Munro: No. On no myth. Attributable to this I under no conditions idea I modified into the Dim Hood. I had my inkling, primarily based on who they employed to be the Dim Hood at some level of these scenes and his physicality. If I stood next to the Dim Hood, he modified into about four inches shorter than me.
MTV Data: What did you suspect of his motivation? On myth of he tells Betty and Alice that he desires to rid the metropolis of sin, but it be easy somewhat imprecise. And then there’s the fact that he mentally tortured Betty for whole episodes!

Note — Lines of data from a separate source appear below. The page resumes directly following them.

PR #1098, opened 2017-01-19
Skip test_select_many_events if OSError(24) is thrown on Travis.

SethMichaelLarson:
This error has been seen on Mac OS builders with the past few PRs, wondering if it's a Travis Mac OS error only and isn't anything wrong with selectors. If so, this will disable that test on Travis Mac OS builders when the error occurs. Should not hurt coverage at all.

@Lukasa said something about investigating, if you find anything that would cause this besides Travis just close this. :)

### DIFF
--- a/test/test_selectors.py
+++ b/test/test_selectors.py
@@ -364,7 +364,14 @@ class BaseSelectorTestCase(unittest.TestCase, AlarmMixin, TimerMixin):
         readers = []
         writers = []
         for _ in range(32):
-            rd, wr = self.make_socketpair()
+            try:
+                rd, wr = self.make_socketpair()
+            except OSError as e:
+                if e.errno == 24 and 'TRAVIS' in os.environ:
+                    self.skipTest(('Could not open enough sockets. This occurs '
+                                   'sometimes on Mac OS Travis builders.'))
+                else:
+                    raise
             readers.append(rd)
             writers.append(wr)
             s.register(rd, selectors.EVENT_READ)


sigmavirus24:
I'd much rather not skip something out of convenience. OS X has different constraints than some Operating Systems and can cause *very* weird interactions. I'd instead encourage you to treat this as an early warning that something is wrong with selectors. These never happened previously.

SethMichaelLarson:
@sigmavirus24 This also didn't happen when selectors were finalized and merged. It's only come up the last few days and @Lukasa mentioned investigating it because he was seeing the troubles in his v2 branch as well. I'm not suggesting merging this immediately, but if the problem is with Travis I don't see why we shouldn't skip the test.

sigmavirus24:
@SethMichaelLarson because it's highly unlikely it's only happening on Travis. If it can happen in a CI environment it can happen in a user environment and if we're triggering it in a test run, then it can probably just as easily be triggered in real usage.

SethMichaelLarson:
@sigmavirus24 This is why I stated in the PR that I'm deferring this to @Lukasa's investigation as I do not own a Mac OS in which to reproduce this problem on. He and others will certainly know more about Mac OS more than I do.

Lukasa:
Yeah, so I'm inclined to want to work out what is going on here. It is *probably* not more than just having a ulimit that is too low, but we should consider this a problem worth addressing.

Lukasa:
So, this is most easily detectable on PyPy on my machine, which seems to show that this is ultimately a collection issue. What's not entirely clear to me is why PyPy is using up so many more FDs than the rest of the test cases. I can't reproduce this if I *just* run the selectors test case, and forcing a gc cleanup before the `many_selectors` test doesn't resolve it either.

So what I think I'm going to try to do is to forcibly hang the tests when that OSError gets raised an introspect the process to see what FDs it has open.

Lukasa:
So a quick look at the list of FDs that are open shows that there are mostly connections lying around from previous tests. These connections aren't even necessarily closed, and it's entirely possible that PyPy's GC is unwilling to clean them up yet.

Happily, this is ultimately just the result of the default soft ulimit on macOS. By default it allows only 256 open files: running `ulimit -n 1024` on my machine before running the tests basically resolves the issue for me. So the fastest fix is to do that in our Travis script.

It'd be nice to know why forcing PyPy to GC doesn't clean these up, but I do know that PyPy won't automatically GC unless it's under memory pressure: exhaustion of FDs doesn't trigger a PyPy GC.

The other option is to ensure that our tests do more aggressive cleanup, but that's a quite substantial chunk of work.

Lukasa:
As I look through the open files I note that there are a lot of KQUEUE objects still open:

```
pypy    5312 cory    5u  KQUEUE                                       count=4, state=0x8
pypy    5312 cory    8u  KQUEUE                                       count=1, state=0x8
pypy    5312 cory   18u  KQUEUE                                       count=18, state=0x8
pypy    5312 cory   23u  KQUEUE                                       count=2, state=0x8
pypy    5312 cory   30u  KQUEUE                                       count=1, state=0x8
pypy    5312 cory   47u  KQUEUE                                       count=2, state=0x8
pypy    5312 cory   52u  KQUEUE                                       count=2, state=0x8
pypy    5312 cory   62u  KQUEUE                                       count=2, state=0x8
pypy    5312 cory   90u  KQUEUE                                       count=1, state=0x8
pypy    5312 cory  108u  KQUEUE                                       count=2, state=0x8
pypy    5312 cory  118u  KQUEUE                                       count=1, state=0x8
pypy    5312 cory  122u  KQUEUE                                       count=1, state=0x8
pypy    5312 cory  131u  KQUEUE                                       count=1, state=0x8
pypy    5312 cory  158u  KQUEUE                                       count=7, state=0x8
pypy    5312 cory  172u  KQUEUE                                       count=13, state=0x8
pypy    5312 cory  177u  KQUEUE                                       count=11, state=0x8
pypy    5312 cory  204u  KQUEUE                                       count=2, state=0x8
pypy    5312 cory  212u  KQUEUE                                       count=0, state=0x8
```

I don't think we should be leaking any of these in the current master branch. So it's a bit nerve wracking that they're still being held around. Many of these seem to have quite a few file descriptors still registered with them as well.

While I'm here, the count of open objects for that PyPy process at the time was:

```
   3 CHR (a character special file, probably stdin/stdout/stderr)
   1 DIR (a directory handle)
  24 IPv4 (an IPv4 socket)
 147 IPv6 (an IPv6 socket)
  18 KQUEUE (a kqueue object)
  34 PIPE (a...uh...pipe)
  15 REG (a regular file)
   2 systm (not sure what these are but there aren't enough to care)
  28 unix (UNIX domain sockets)
```

The unix domain sockets almost invariably have the highest FDs, which is a bit odd: I don't know why so many of those got created late.

Anyway, we have 171 sockets floating around in this PyPy process, which feels like it's a bit much.

SethMichaelLarson:
Does `select.kqueue.close` not actually close a Kqueue file? Outside of test cases the only place where selectors get used is as a context manager. :/

Lukasa:
It certainly seems to, according to `dtruss` output from a quick test script:

```
kqueue(0x102F2E8D8, 0x102D13B30, 0x2000)		 = 3 0
close(0x3)		 = 0 0
```

SethMichaelLarson:
Dang, well then the stdlib selectors has the same problem we're having. Is it just KqueueSelector that has this problem? Maybe we'll have to close the fd manually rather than using the kqueue's interface.

Lukasa:
I don't think closing the FD manually will help: the kqueue selector *does* close it. You can see the FD being closed directly there.

SethMichaelLarson:
Sorry, thought you meant "seems that it doesn't close".

Lukasa:
Yeah, I worked that out once I saw your reply. ;)

SethMichaelLarson:
It's way too early for technical things here but I know this is the best time for both of our times to overlap. Do you have any ideas why it's holding on to these Kqueue objects? I'm really struggling to think of why they'd not be closing.

Lukasa:
@SethMichaelLarson I'm not sure I'm immediately worried about those kqueue objects yet. I'm much more concerned by the hundreds of sockets that aren't closed. Even if those kqueue objects were keeping their associated sockets open, and I don't know that they are, that doesn't come close to accounting for the 170-odd open and/or CLOSE_WAIT sockets that are dangling around.

Lukasa:
Put another way: I think whatever is keeping those sockets alive is likely to be keeping kqueue objects alive too. Annoyingly, there aren't dtrace probes available for PyPy, so I can't use dtrace to work out where FDs are being allocated from and not being freed. That's a pain in the neck. I suppose I can try to keep track of allocation/freeing of kqueue objects to see if I can work out where they're going.

SethMichaelLarson:
If I can be of any help I am here. :) I'll try my best!

Lukasa:
Agh, now I've lost my repro. That rather suggests that this is timing dependent somehow, though I'm really not sure how.

Lukasa:
Oh lol, no I didn't, I just forgot that I raised my ulimit in my shell. ;) Sometimes I wonder how people mistake me for a professional software developer. :grin:

SethMichaelLarson:
@Lukasa I actually thought to say something and ask you if you had forgotten to lower your ulimit but I didn't want to bug you. :)

Lukasa:
Ok, adding some basic logic to selectors to track when close is called shows that all the kqueue selectors are actually being closed. So that's not the issue.

SethMichaelLarson:
@Lukasa *Sigh of relief that I didn't necessitate a bug release branch*

Lukasa:
I mean, I think the core issue here is just that necessarily urllib3 has a tendency to "leak" sockets from most of the tests because the tests don't attempt to close their connection pools or pool managers. I haven't worked out why the process seems to be retaining so many objects though: even if I repeatedly call gc.collect() I can only free up about 18 FDs.

SethMichaelLarson:
@Lukasa Should an effort be made to clean up as many tests as possible that leak fds?

Lukasa:
Well, certainly some of the worst offenders could be cleaned up. Adding a test helper to get a connection pool or pool manager with cleanup wouldn't hurt.

SethMichaelLarson:
I'll see what I can do if you have other tasks to take on today?

Lukasa:
Go for it. =)

Lukasa:
Let's close this for now then: either raising the ulimit or doing #1100 would be preferable to this.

Munro: I grasp to get that more. I under no conditions performed Hal as the Dim Hood, so for Episode 21 I had to rapidly give you a backstory so as to pick out up contained within the thoughts of somebody who would enact that. So I in truth produce no longer know. That goes to be a onerous one for me because of I in any respect times performed him fancy he loved his youth loads, but he valid went about issues the nasty manner. So his mind will grasp to be very messed up and scrambled from all of that manipulation as a younger boy. Whoever raised him, whether it modified into valid his mom or it modified into a community of of us that raised him to evaluate he needed to purge the metropolis of sin, I grasp yet to get that out. That will doubtless be one thing we stumble on within the 1/three season, I assume.
MTV Data: The finest villains are the ones who trust that they’re the heroes, and besides you would per chance construct a case for Hal believing that he modified into the hero of his own legend, saving the metropolis from sin.

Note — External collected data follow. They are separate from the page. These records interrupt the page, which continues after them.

Issue #1100, opened 2017-01-20
Tests leak FDs which leads to test failures on machines with low ulimits.


SethMichaelLarson:
As was discussed a lot in #1098 many tests open sockets and don't provide a proper clean-up which results in many leaking FDs during a test execution. This leads to problems on machines with low soft ulimits such as Mac OS.

I'll be making an effort to change these tests to not leak FDs such as unclosed connections, pools, etc.

alexwlchan:
One observation from my testing: I’ve seen some FDs that leak intermittently. This can make it harder to tell if a patch succeeded in cleaning it up, or that was just a lucky run.

SethMichaelLarson:
I think this issue is mostly finished. Closing for now. Thanks @alexwlchan!

PR #1102, opened 2017-01-21
Add cleanup to pools and managers

SethMichaelLarson:
Work for #1100 by adding `.close` for all ConnectionPools and `.clear` for all PoolManagers.

Also noticed that in `TestUtil` there were a few duplicate keys in `parse_url_host_map` so I changed it to a list of tuples to make sure the duplicates weren't silently discarded.

### DIFF
--- a/test/test_util.py
+++ b/test/test_util.py
@@ -29,7 +29,6 @@ from urllib3.exceptions import (
     LocationParseError,
     TimeoutStateError,
     InsecureRequestWarning,
-    SSLError,
     SNIMissingWarning,
     InvalidHeader,
     UnrewindableBodyError,
@@ -84,8 +83,10 @@ class TestUtil(unittest.TestCase):
             'http://[2a00:1450:4001:c01::67]:80/test': ('http', '[2a00:1450:4001:c01::67]', 80),
 
             # More IPv6 from http://www.ietf.org/rfc/rfc2732.txt
-            'http://[fedc:ba98:7654:3210:fedc:ba98:7654:3210]:8000/index.html': ('http', '[fedc:ba98:7654:3210:fedc:ba98:7654:3210]', 8000),
-            'http://[1080:0:0:0:8:800:200c:417a]/index.html': ('http', '[1080:0:0:0:8:800:200c:417a]', None),
+            'http://[fedc:ba98:7654:3210:fedc:ba98:7654:3210]:8000/index.html': (
+                'http', '[fedc:ba98:7654:3210:fedc:ba98:7654:3210]', 8000),
+            'http://[1080:0:0:0:8:800:200c:417a]/index.html': (
+                'http', '[1080:0:0:0:8:800:200c:417a]', None),
             'http://[3ffe:2a00:100:7031::1]': ('http', '[3ffe:2a00:100:7031::1]', None),
             'http://[1080::8:800:200c:417a]/foo': ('http', '[1080::8:800:200c:417a]', None),
             'http://[::192.9.5.5]/ipng': ('http', '[::192.9.5.5]', None),
@@ -120,8 +121,10 @@ class TestUtil(unittest.TestCase):
             '173.194.35.7': ('http', '173.194.35.7', None),
             'HTTP://173.194.35.7': ('http', '173.194.35.7', None),
             'HTTP://[2a00:1450:4001:c01::67]:80/test': ('http', '[2a00:1450:4001:c01::67]', 80),
-            'HTTP://[FEDC:BA98:7654:3210:FEDC:BA98:7654:3210]:8000/index.html': ('http', '[fedc:ba98:7654:3210:fedc:ba98:7654:3210]', 8000),
-            'HTTPS://[1080:0:0:0:8:800:200c:417A]/index.html': ('https', '[1080:0:0:0:8:800:200c:417a]', None),
+            'HTTP://[FEDC:BA98:7654:3210:FEDC:BA98:7654:3210]:8000/index.html': (
+                'http', '[fedc:ba98:7654:3210:fedc:ba98:7654:3210]', 8000),
+            'HTTPS://[1080:0:0:0:8:800:200c:417A]/index.html': (
+                'https', '[1080:0:0:0:8:800:200c:417a]', None),
         }
         for url, expected_host in url_host_map.items():
             returned_host = get_host(url)
@@ -131,7 +134,8 @@ class TestUtil(unittest.TestCase):
         """Assert parse_url normalizes the scheme/host, and only the scheme/host"""
         test_urls = [
             ('HTTP://GOOGLE.COM/MAIL/', 'http://google.com/MAIL/'),
-            ('HTTP://JeremyCline:Hunter2@Example.com:8080/', 'http://JeremyCline:Hunter2@example.com:8080/'),
+            ('HTTP://JeremyCline:Hunter2@Example.com:8080/',
+             'http://JeremyCline:Hunter2@example.com:8080/'),
             ('HTTPS://Example.Com/?Key=Value', 'https://example.com/?Key=Value'),
             ('Https://Example.Com/#Fragment', 'https://example.com/#Fragment'),
         ]
@@ -154,7 +158,9 @@ class TestUtil(unittest.TestCase):
         ('#?/!google.com/?foo#bar', Url(path='', fragment='?/!google.com/?foo#bar')),
         ('/foo', Url(path='/foo')),
         ('/foo?bar=baz', Url(path='/foo', query='bar=baz')),
-        ('/foo?bar=baz#banana?apple/orange', Url(path='/foo', query='bar=baz', fragment='banana?apple/orange')),
+        ('/foo?bar=baz#banana?apple/orange', Url(path='/foo',
+                                                 query='bar=baz',
+                                                 fragment='banana?apple/orange')),
 
         # Port
         ('http://google.com/', Url('http', host='google.com', path='/')),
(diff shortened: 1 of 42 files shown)


Lukasa:
Hrm, looks like we have some problems with the queue module here. Want to look into them?

SethMichaelLarson:
@Lukasa Yeah I'll look at them unless you have time today. Won't have much time for open source today.

Lukasa:
There's no rush, it's a weekend. Take time for yourself. =D

SethMichaelLarson:
I think I figured out the `queue` issue with those two tests. Also added `unittest2.TestCase` substitution for all the tests that didn't have the substitution already and required `.addCleanup`. It would be great if you could run your FD test again on this @Lukasa if the CI passes to see if this helps the leaking situation at all? :)

SethMichaelLarson:
So I'm having trouble with GAE as the `import urllib3` comes inside the testcase which is what is causing the `queue` issue but it doesn't seem like I can just move it outside the testcase as then importing `google.appengine.api.prospective_search.prospective_search_stub` from within `nosegae` fails.

test/test_util.py
```diff
@@ -138,34 +139,34 @@ def test_parse_url_normalization(self):
...
+        ('http://google.com/', Url('http', host='google.com', path='/')),
+        ('http://google.com:80/', Url('http', host='google.com', port=80, path='/')),
+        ('http://google.com:80', Url('http', host='google.com', port=80)),
 
         # Auth
-        'http://foo:bar@localhost/': Url('http', auth='foo:bar', host='localhost', path='/'),
-        'http://foo@localhost/': Url('http', auth='foo', host='localhost', path='/'),
-        'http://foo:bar@baz@localhost/': Url('http', auth='foo:bar@baz', host='localhost', path='/'),
-        'http://@': Url('http', host=None, auth='')
-    }
```
Lukasa: Why are we changing this?

Lukasa:
So *why* is the late import causing the `queue` issue, sorry?

test/test_util.py
```diff
@@ -48,6 +48,7 @@
 # numbers used for timeouts
```
sigmavirus24: Every change in this file is completely unrelated to the rest of the PR. Please revert these.

test/with_dummyserver/test_socketlevel.py
```diff
@@ -837,9 +856,9 @@ def socket_handler(listener):
                        ':9A:8C:B6:07:CA:58:EE:74:5E')
 
         def request():
+            pool = HTTPSConnectionPool(self.host, self.port,
```
sigmavirus24: Why is there so much code re-organization in this pull request? It doesn't belong.

test/with_dummyserver/test_no_ssl.py
```diff
@@ -8,21 +8,21 @@
 from dummyserver.testcase import (
         HTTPDummyServerTestCase, HTTPSDummyServerTestCase)
 
+import urllib3
```
sigmavirus24: This migration should happen in a separate PR

test/test_util.py
SethMichaelLarson: There's two keys with different values for `http://google.com/mail` and `http://google.com/` and that will silently drop one of the test cases.

test/with_dummyserver/test_no_ssl.py
SethMichaelLarson: If this import is inside the testcase there is an error on cleanup.

test/test_util.py
SethMichaelLarson: See my reply to @Lukasa above

SethMichaelLarson:
@Lukasa I don't know why importing urllib3 within the testcase makes the `queue` module within `urllib3` turn to `None` by clean-up time. I'll investigate further.

test/test_util.py
sigmavirus24: There are still spurious and unrelated changes in this file besides turning the dictionary into a list of tuples and removing calls to `dict.items()`

SethMichaelLarson: As I mentioned above, if you look inside that dictionary there is two duplicated keys with different values within that dictionary so for the entire time the test has been around two of the values were not being tested and silently discarded.

```python
Python 2.7.12 (default, Nov 19 2016, 06:48:10) 
[GCC 5.4.0 20160609] on linux2
>>> a = {'a': 1, 'a': 2}
>>> a
{'a': 2}
```

By changing this to a list of tuples it preserves both test cases and changing to a list of tuples necessitates removing the `.items()` the bottom loop where these values are used.

I'm open to moving this to it's own PR but as it stands currently this test is dropping some of it's test cases silently, something I figured we'd want to avoid.

Lukasa: Ian is saying that there are spurious changes here *beyond* the change to tuple, which he's just OK'd.

sigmavirus24: That's still unrelated to ensuring a pool manager is closed, but I'm less averse to it being included here for expediency. It also isn't explained in any of the commits or their messages (all the commits are a single line according to the GitHub UI).

So future developers will find this and have no clear understanding of the *why* unless they very closely read the diff. It should at least have been split into its own commit for documenting in our history.

SethMichaelLarson: The only change beyond the tuple change and the `.items()` change for this file is adding a line of whitespace on L51 and deleting a line of whitespace on L374. Could you point me to what spurious changes in this file you want to see reverted?

test/with_dummyserver/test_socketlevel.py
SethMichaelLarson: This is done because there's a chance that pool is not defined by the time we get outside of the `try-catch` block (eg If an exception occurs during the creation of the `HTTPSConnectionPool`). I can revert this change if that's what's wanted.

test/test_util.py
sigmavirus24: > And I'm sorry for not including the change as a separate commit. I will try to be better.

You can still split it out into its own commit.

> what spurious changes in this file you want to see reverted?

The whitespace changes. They're stylistic and have no bearing on this PR. If you want to submit yet another PR to re-flake8 this project, that's fine, but that should be separate.

Lukasa: @SethMichaelLarson There's no need to feel bad about not splitting the commit out. Things are overlooked all the time, and that's why we do code review. =) And remember: @sigmavirus24 and I have exactly this kind of experience on the other side of code review all the time (hit me up on Twitter and I'll point out my current OpenSSL code review saga).

SethMichaelLarson: I'll just revert this whole file and open a separate PR for the dictionary issue. If flaking the unit tests is something that is desired I will put all the work into one PR. I find it difficult to work on the tests and find actual deficiencies when my IDE is lit up like a Christmas tree with linting errors.

Lukasa: By all means, file a PR with the linting errors. Merging things like that is usually a box-ticking exercise that I can do with half of my brain turned off, so I'm not too worried about it. =D

test/with_dummyserver/test_socketlevel.py
Lukasa: Yeah, this one has to stay.

test/test_util.py
SethMichaelLarson: Okay, as long as it's no trouble. I'll dedicate some time to that task as well as cleaning up this PR.

Lukasa: No trouble at all.

Lukasa:
So, an FYI: this has become more important in the v2 branch as I refactor to use h11 more closely, because all our connection objects now use a selector and a socket. This doubles the FD use per connection, which means that I can now reproduce the "too many files" error consistently in all tests.

SethMichaelLarson:
I'll get time tonight to work on this branch @Lukasa :) And I'm glad the selectors are useful as well. It would be nice if somehow all connections within a pool could share a selector! :D

Lukasa:
> It would be nice if somehow all connections within a pool could share a selector! :D

So while they *could*, it gets tricky fast: you need to use semaphores to manage the selector because connection pools are thread-safe, and so their shared selector would need to be as well. This is not totally trivial, and incurs a massive performance cost (locking in Python is very slow).

A potential optimisation would be to have one selector per thread in thread-local storage, which would vastly reduce the overhead. That is something we should look into as v2 progresses.

SethMichaelLarson:
Excited to have selectors serve a higher purpose than just waiting for a single socket! :)

Lukasa:
To be clear, the reason we're using selectors for this is twofold. Firstly, and most importantly in terms of user annoyance, they allow us to *finally* consider implementing "total" timeouts in a way that makes sense (that is, "don't wait more than `n` seconds for the entire response").

But the most important reason for me is that they fix a number of problems relating to the fact that the server can respond to us before we're finished uploading. This allows us to send data while we watch for the possibility that the server has already responded. We've not been able to do this before, and it's a huge win. It also opens other use-cases like this, such as support for Expect: 100-continue.

SethMichaelLarson:
@Lukasa I will say the biggest annoyance I have with Python 2.x is that everything that should have a `timeout` parameter (`threading.Lock.acquire`, `subprocess.Popen.communicate`, ...) doesn't, and it makes it really annoying to implement those actual timeouts.

Lukasa:
Hrm, Travis seems to have lost this commit.

Lukasa:
Looks like we have some flake8 problems. =D

SethMichaelLarson:
@Lukasa I'll fix those later today :)

What are your thoughts on leaving the GAE tests as they were? When I pull the import outside the test function then nosegae has trouble importing and when I have the import inside the test function and do cleanup then we run into the `queue` module turning to `None` before cleanup. :/

Lukasa:
We can probably start by leaving the GAE tests as they are for now. Let's make progress as gently as we can. =)

SethMichaelLarson:
Looks like (transient?) failures on Python 3.4 Linux and Python 3.3 OSX. I haven't seen the OSX error before but it looks like a read timeout on localhost?

SethMichaelLarson:
Python 3.3 OSX still failing, another transient issue. :/

SethMichaelLarson:
Yay! Our CI has come through in the end :)

sigmavirus24:
I'm not happy because I think this is still indicative of a problem that can and will occur on a user's system, but I have no objection to the changes in this pull request.

Lukasa:
> I'm not happy because I think this is still indicative of a problem that can and will occur on a user's system, but I have no objection to the changes in this pull request.

So, to be clear, it *absolutely is*. This is a problem we've known about for a very long time, namely that because we pool connections we necessarily keep them alive until we're GC'd and rely on the GC to do that cleaning up.

We could avoid this in some cases by making things context managers, but ultimately that only solves it for well-bounded lifetimes. Otherwise, the problem is present everywhere. However, it is worse here because we create a *bunch* of connections in a tight loop during a test case.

Munro: It can were more animated to per chance be more of a vigilante serial killer. I produce no longer judge purging the metropolis of sin implies that it be vital to exit and abolish a girl in a university play valid because of she does Jingle Jangle.

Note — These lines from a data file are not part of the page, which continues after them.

PR #1103, opened 2017-01-23
Fix all flake/linter errors within tests

SethMichaelLarson:
Work so far on fixing all flake / lint errors in the `test/` directory. Also adds that directory to the list of locations that are checked by `flake8` by the CI.

This PR does not yet check for line too long because of how many instances there are of that error, I will work on that tonight.

### DIFF
--- a/setup.cfg
+++ b/setup.cfg
@@ -6,7 +6,7 @@ cover-package=urllib3
 cover-erase=true
 
 [flake8]
-exclude=./docs/conf.py,./test/*,./urllib3/packages/*
+exclude=./docs/conf.py,./urllib3/packages/*
 max-line-length=99
 
 [wheel]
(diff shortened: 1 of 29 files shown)


SethMichaelLarson:
The tests should fail, I'm going to make the line-to-long commit last because it's most likely to garner some comments. 

Also the dictionary duplicated keys is a flake error too apparently so I think it'd be okay to fix it in this PR?

SethMichaelLarson:
Would like a review on the last commit about E501. I didn't change any code functionality but some people have strong opinions how lines should wrap. :)

SethMichaelLarson:
That should be the last commit for this PR. :)

Lukasa:
Awesome, LGTM. Let's merge this.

MTV Data: Or shoot Fred Andrews, your neighbor.
Munro: Factual? It’s animated to me to contemplate how Hal created Hal Cooper. He obviously created that character to pick out up thru his life, and to evaluate that Alice did no longer know and all of these of us that had been shut to him had no belief. It’s unheard of.
MTV Data: I am surely mad to survey what occurs to the Cooper family from right here due to expose has slowly chipped away at their image-supreme facade. First Polly left, then Sublime modified into out to be an imposter, and now Hal is the Dim Hood. I am strange to survey Alice and Betty work thru all of these demons.
Munro: This is doubtless to be animated to survey what they enact with Hal and Betty’s relationship. I in any respect times idea that there modified into this form of tight bond with them that it would possibly perchance well shield loads to break that. Yeah. right here’s loads, but I am questioning if Betty will feel compelled to abet her dad because of it modified into under no conditions Hal’s fault anyways — if his name is Hal. He modified into brainwashed as a child. I think sorry for the man to tell you the fact. So now we grasp to resolve out if he can even be redeemed and what made him tick. Is he the completely man that modified into on this scenario? Became as soon as he the completely one taught to purge the metropolis of sin? I produce no longer know.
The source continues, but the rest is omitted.